設定ディレクティブの中には引数をとるものがあります。 引数のある場合には空白で区切って並べます。引数に空白を含めたい 場合には、引数を二重引用符で囲みます。引数に二重引用符や バックスラッシュ文字 `\' を含めたい場合には、 その文字の前にバックスラッシュ文字 `\' を置きます。

OpenLDAP の配布物の中には設定ファイルのサンプルが付いてきます。 これは普通 /usr/local/etc/openldap ディレクトリに インストールされます。スキーマ定義(属性型とオブジェクトクラス)を 含んだファイルも /usr/local/etc/openldap/schema ディレクトリに提供されています。

5.2. 設定ファイルのディレクティブ

この節では、よく使われる設定ディレクティブについて詳説します。 設定ディレクティブの全リストについては slapd.conf(5) マニュアルページを参照してください。この節では、 設定ファイルのディレクティブをグローバル、バックエンド固有、 データ固有のカテゴリに分けて、各ディレクティブと(もしあれば) そのデフォルト値について説明し、設定例を示します。

5.2.1. グローバルディレクティブ

この節で説明するディレクティブは、バックエンドまたはデータベースの 定義で特に上書きしない限り、すべてのバックエンドとデータベースに 適用されます。実際のテキストで置き換えるディレクティブの引数は ブラケット <> で示します。

5.2.1.1. access to <what> [ by <who> <accesslevel> <control> ]+

このディレクティブは、エントリや属性の1セット(<what> に指定)に 対するアクセス権(<accesslevel> に指定)を1人以上の要求者(<who> に 指定)に与えます。基本的な使い方についてはこの章の アクセス制御の節を参照してください。

5.2.1.2. attributetype <RFC2252 Attribute Type Description>

このディレクティブは属性型を定義します。 このディレクティブの使い方に関しては スキーマ指定の章を参照してください。

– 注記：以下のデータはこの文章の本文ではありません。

PR #5350, opened 2020-05-03
Improve order edit page in data inconsistency scenario (follow up from S2 #4186)

luisramos0:
#### What? Why?
This is a follow up from #5253 that improves the situation for #4186
This is handling a data inconsistency problem that is not critical therefore I am not writing specs for this. The next step is to investigate the root cause, but that's an S3 now so we leave it for later.

In this PR I am simply fixing my code in #5253, break is aborting the cycle through units, if one unit is broken (no line item found) we can still iterate through the other units so that the user sees the remaining items in the order instead of a empty order.
See Filipe's testing comments in #5253 for more details.

#### What should we test?
Have a look at the order from #5253
https://staging.openfoodfrance.org/admin/orders/R656741034/edit
No line items before this PR, one line item after this PR.

And/or repeat tests of #5253 and make sure the remaining line item (not the broken one) is now displayed.

#### Release notes
Changelog Category: Changed
Improved the handling of a data inconsistent scenario in the orders edit page.

### DIFF
--- a/app/views/spree/admin/orders/_shipment_manifest.html.haml
+++ b/app/views/spree/admin/orders/_shipment_manifest.html.haml
@@ -1,26 +1,26 @@
 - shipment.manifest.each do |item|
   - line_item = order.find_line_item_by_variant(item.variant)
-  - break if line_item.blank?
 
-  %tr.stock-item{ "data-item-quantity" => "#{item.quantity}" }
-    %td.item-image
-      = mini_image(item.variant)
-    %td.item-name
-      = item.variant.product_and_full_name
-    %td.item-price.align-center
-      = line_item.single_money.to_html
-    %td.item-qty-show.align-center
-      - item.states.each do |state,count|
-        = "#{count} x #{t(state.humanize.downcase, scope: [:spree, :shipment_states], default: [:missing, "none"])}"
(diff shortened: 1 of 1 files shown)


filipefurtad0:
Hi @luisramos0 ,
Line item from the order R656741034 is now showing up under /admin/orders/R365651865/edit, there it is:
image

I repeated the process, creating a similar 2 variant order but deleted a different variant this time by replacing max(id) with the id of the corresponding line item (in this case, spinach). This works as expected in the terminal:
- before deletion, both variants appear, in the terminal and in the app
- deleted line item with id=377, via terminal
- checked that there was one line item left, via terminal
- in the frontend, editing the respective order R365651865 now shows the remaining item (lentils):

image

Interestingly, after the line item deletion, the first time you visit https://staging.openfoodfrance.org/admin/orders/R365651865/edit you see a price discrepancy (in the pic above you see 31.9 Eur, but should be 16 Eur.), the order is displaying the previous total. But I don't think this is an issue for now, as refreshing the page or Pressing Update and Recalculate Fees solves this, and displays "credit owed" to the customer - so it's quite solid! :tada: 

Good to go!

luisramos0:
great testing Filipe, thanks!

5.2.1.3. defaultaccess { none | compare | search | read | write }

このディレクティブは、access ディレクティブが指定されて いないときに、要求者に与えるデフォルトのアクセス権を指定します。 どのアクセス権レベルもより下位のアクセス権レベルを暗に与えます (たとえば read アクセス権は、search, compare アクセス権を暗に 与えますが write アクセス権は与えません)。

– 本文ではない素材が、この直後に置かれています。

PR #5353, opened 2020-05-03
Sort invoices in bulk invoice with completed_at desc order

### LINKED ISSUE #5321: Sort invoices in bulk invoice printing with completed_at desc order
## Description
**- On page:** `/admin/orders?q[s]=completed_at+desc` 
**- I want to be able to do:** 
Today when I select orders, the "print invoices" button does give me only the orders I have selected, however it does not keep the order I see in the order page.

If keeping the order is not possible (because too complex regarding filters etc), having them ordered by `completed_at` date would already be a big improvement!

1. Log in as enterprise manager
2. Go to `/admin/orders?q[s]=completed_at+desc` 
3. Use the filters and sort the page in a specific way
4. Then select the orders and click the print button
5. Invoice within the PDF should have the same order as what the user sees on `/admin/orders?q[s]=completed_at+desc`

pacodelaluna:
#### What? Why?

Closes #5321 

We need to find a way to pass the order of the list to the Print Invoice action. But first on this ticket, we will just focus on ordering with completed_at desc order.

#### What should we test?
On `/admin/orders`, when by clicking on `Print Invoices`, we need to control that the PDF generated is ordering the order following completed_at desc order.

#### Release notes
- Sort orders with completed_at desc order while using Print Invoices action

Changelog Category:  Changed

### DIFF
--- a/app/services/bulk_invoice_service.rb
+++ b/app/services/bulk_invoice_service.rb
@@ -7,9 +7,8 @@ class BulkInvoiceService
 
   def start_pdf_job(order_ids)
     pdf = CombinePDF.new
-    orders = Spree::Order.where(id: order_ids)
 
-    orders.each do |order|
+    orders_from(order_ids).each do |order|
       invoice = renderer.render_to_string(order)
 
       pdf << CombinePDF.parse(invoice)
@@ -28,6 +27,10 @@ class BulkInvoiceService
   end
 
   private
+
+  def orders_from(order_ids)
+    Spree::Order.where(id: order_ids).order("completed_at DESC")
+  end
 
   def new_invoice_id
     Time.zone.now.to_i.to_s
--- a/app/services/bulk_invoice_service.rb
+++ b/app/services/bulk_invoice_service.rb
@@ -8,7 +8,7 @@ class BulkInvoiceService
   def start_pdf_job(order_ids)
     pdf = CombinePDF.new
 
-    orders_from(order_ids).each do |order|
+    orders_from(order_ids).find_each do |order|
       invoice = renderer.render_to_string(order)
 
       pdf << CombinePDF.parse(invoice)
--- a/app/services/bulk_invoice_service.rb
+++ b/app/services/bulk_invoice_service.rb
@@ -8,7 +8,7 @@ class BulkInvoiceService
   def start_pdf_job(order_ids)
     pdf = CombinePDF.new
 
-    orders_from(order_ids).find_each do |order|
+    orders_from(order_ids).each do |order|
       invoice = renderer.render_to_string(order)
 
       pdf << CombinePDF.parse(invoice)
--- a/spec/services/bulk_invoice_service_spec.rb
+++ b/spec/services/bulk_invoice_service_spec.rb
@@ -47,4 +47,11 @@ describe BulkInvoiceService do
       expect(filepath).to eq 'tmp/invoices/1234567.pdf'
     end
   end
+
+  describe "#orders_from" do
+    it "orders with completed desc" do
+      expect(service.send(:orders_from, [1, 2]).to_sql)
+        .to include('ORDER BY completed_at DESC')
+    end
+  end
 end
--- a/spec/services/bulk_invoice_service_spec.rb
+++ b/spec/services/bulk_invoice_service_spec.rb
@@ -50,8 +50,11 @@ describe BulkInvoiceService do
 
   describe "#orders_from" do
     it "orders with completed desc" do
-      expect(service.send(:orders_from, [1, 2]).to_sql)
-        .to include('ORDER BY completed_at DESC')
+      order_old = create(:order_with_distributor, :completed, completed_at: 2.minutes.ago)
+      order_older = create(:order_with_distributor, :completed, completed_at: 3.minutes.ago)
+
+      expect(service.send(:orders_from, [order_older.id, order_old.id]).pluck(:id))
+        .to eq([order_old.id, order_older.id])
     end
   end
 end
--- a/spec/services/bulk_invoice_service_spec.rb
+++ b/spec/services/bulk_invoice_service_spec.rb
@@ -60,11 +60,9 @@ describe BulkInvoiceService do
       order_oldest = create(:order_with_distributor, :completed, completed_at: 4.minutes.ago)
       order_older = create(:order_with_distributor, :completed, completed_at: 3.minutes.ago)
 
-      # This is the creation order provided `find_each` which invalidates
-      # our intended sorting by `completed_at`:
       expect(renderer).to receive(:render_to_string).with(order_old).ordered.and_return("")
-      expect(renderer).to receive(:render_to_string).with(order_oldest).ordered.and_return("")
       expect(renderer).to receive(:render_to_string).with(order_older).ordered.and_return("")
+      expect(renderer).to receive(:render_to_string).with(order_oldest).ordered.and_return("")
 
       order_ids = [order_oldest, order_old, order_older].map(&:id)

注記:アクセス制御を指定するには access ディレクティブの 利用を勧めます。access ディレクティブについての情報に ついては、この章のアクセス制御の節を参照してください。

デフォルトの設定は次のとおりです。

 defaultaccess read

5.2.1.4. idletimeout <integer>

アイドル状態のクライアント接続を強制的に切断するまでの 秒数を指定します。idletimeout の値が 0 であると(デフォルト) この機能は無効になります。

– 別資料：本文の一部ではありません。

PR #5354, opened 2020-05-03
Enhancement/5277 be able to filter orders according to shipping method

### LINKED ISSUE #5277: Enable Bulk Printing of Invoices destined for specific Shipping Method only
## Description

As a manager of a busy hub which has multiple shipping methods (ie different collection points, delivery routes and times) I would like to filter my orders from that weeks order cycle and print the invoices for each shipping method in bulk separately. 
By being able to do so, I can then keep the paper work separate. This will help with putting the correct paper work with a customer's order when packing for each different drop off or delivery point.  It would save a lot of time.

To do this I would like on the Admin-> Orders page, where all the orders are listed, to be able to sort orders by Shipping Method as well as Distributor and Order Cycle.
Once only those orders associated with a given shipping method are present, I can 'Select All' and print invoices in bulk.

1. At the end of an order cycle, visit Admin -> Orders page
2. Filter Orders from Distributor A, Order Cycle AA and with Shipping Method AAA
3. Select All which fit this criteria
4. Select Print Invoices
5. Repeat for Shipping Methods BBB, CCC etc

jeduardo824:
#### What? Why?

Closes #5277 

#### What should we test?
We need to test the Shipping Method filter at `/admin/orders` and check if it is working properly.

#### Release notes

Add Shipping Method filter to Orders page

Changelog Category: Added


jeduardo824:
Hey @luisramos0 could you take a look at that and leave your thoughts? Thank you

jeduardo824:
I'm getting an error on ransack when I try to use the Shipping Method filter, probably because I added `shipping_method_id` to the `ransackable_attributes` array.

I tried a lot to ransack identify the `shipping_method_id` as a "searchable" attribute but no success. 

```
NoMethodError: undefined method `type' for nil:NilClass
from /Users/eduardo/.asdf/installs/ruby/2.3.7/lib/ruby/gems/2.3.0/gems/ransack-0.7.2/lib/ransack/adapters/active_record/context.rb:25:in `type_for'
```

app/services/search_orders.rb
```diff
@@ -24,7 +24,12 @@ def pagination_data
   attr_reader :params, :current_user
 
   def fetch_orders
-    @search = ::Permissions::Order.new(current_user).editable_orders.ransack(params[:q])
+    @search = ::Permissions::Order.new(current_user)
+                                  .editable_orders
+                                  .joins(shipments: { shipping_rates: :shipping_method })
+                                  .where(spree_shipping_rates: { selected: true })
+                                  .select('spree_orders.*, spree_shipping_rates.shipping_method_id as shipping_method_id')
+                                  .ransack(params[:q])
```
luisramos0, line 32: Nice one @jeduardo824 almost there!

I am not sure how to do this, @Matt-Yorkley can you advise here?

one option here is to bypass ransack for this attribute. remove it from params[:q] and send it as a normal param and them use that param to add an extra filter to the query like:
```ruby
.joins(shipments: :shipping_rates })
.where("spree_shipping_rates.selected == true and spree_shipping_rates.shipping_method_id = #{params[shipping_method_id]}")
```
btw, we dont need to join shipping_method, shipping_method_id in shipping_rates is enough to filter

jeduardo824: I thought about doing that. My concern is when the user doesn't use the Shipping Method filter. I could create a scope to return based on the shipping_method_id and use that only when params[:shipping_method_id] is not null.

luisramos0: yes, you can build the query incrementally, I wouldnt create a scope, I'd just do it here:
```
 def fetch_orders
    @search = ::Permissions::Order.new(current_user)
                                  .editable_orders
    if params[shipping_method_id]
         @search = @search.joins(shipments: :shipping_rates })
                            .where("spree_shipping_rates.selected == true and spree_shipping_rates.shipping_method_id = #{params[shipping_method_id]}")
     end

      @search = @search.ransack(params[:q])

```

jeduardo824: Good idea. I will try and update my PR.

jeduardo824: It worked!

luisramos0: awesome! some errors in the build, can you have a look?

jeduardo824: Sure

jeduardo824:
Hey guys, I did not forget about this. Just a crazy week/weekend. I will do my best to fix the CI this week.

luisramos0:
:+1: thanks for letting us know!

jeduardo824:
What do you think? @luisramos0

app/services/search_orders.rb
```diff
@@ -24,13 +24,30 @@ def pagination_data
...
+  end
+
+  def shipping_method_query
+    base_query
+      .joins(shipments: :shipping_rates)
+      .where(spree_shipping_rates: {
+               selected: true,
+               shipping_method_id: params[:shipping_method_id]
+             })
+  end
```
luisramos0, line 49: how about just this method?
```ruby
  def search_query
     base_query = ::Permissions::Order.new(current_user).editable_orders
     return base_query unless params[:shipping_method_id]

     base_query
        .joins(shipments: :shipping_rates)
        .where(spree_shipping_rates: {
                selected: true,
               shipping_method_id: params[:shipping_method_id]
             })
  end
```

5.2.1.5. include <filename>

このディレクティブは、slapd が現在のファイルの次の行に進む前に、与えた ファイルから追加の設定情報を読み込むことを指定します。取り込む ファイルは、通常の slapd 設定ファイルのフォーマットに従います。 ファイルの取込みは一般にスキーマ指定の記述されたファイルを取り込む のに使われます。


注記:このディレクティブの取扱いには注意してください - 入れ子になった include ディレクティブに制限はなく、include がループになった場合でも 検出されません。

5.2.1.6. loglevel <integer>

このディレクティブは、デバッグ情報と操作の統計値を syslog に出力するレベルを指定します(現在のところ、syslogd(8) の LOG_LOCAL4 ファシリティに記録されます)。 このオプションが有効になるようにするには OpenLDAP を --enable-debug 付き(デフォルト)で configure しなければなりません(統計に関する二つのレベルは例外で、 これらは常に利用可能です)。どのデバックに何の数が対応して いるのかを調べるには -d ? を指定して slapd を起動するか、以下の表を参考にしてください。<integer> に指定可能な値には次のものがあります。

表5.1: デバッグレベル
レベル 説明
-1 すべてのデバッグレベルを有効にする
0 デバッグしない
1 関数呼出しのトレース
2 パケット処理のデバッグ
4 詳細なデバッグトレース
8 接続管理
16 パケット送受信の印字
32 検索フィルタ処理
64 設定ファイル処理
128 アクセス制御リスト処理
256 接続/操作/結果の統計ログ
512 エントリ送信の統計ログ
1024 shell バックエンドとの通信の印字
2048 エントリ解析のデバッグ印字

たとえば次のように指定します。

 loglevel -1

このように設定すると、大量のデバッグ情報が記録されます。

デフォルトの設定は次のとおりです。

 loglevel 256

5.2.1.7. objectclass <RFC2252 Object Class Description>

このディレクティブはオブジェクトクラスを定義します。 このディレクティブの使い方に関しては スキーマ指定の章を参照してください。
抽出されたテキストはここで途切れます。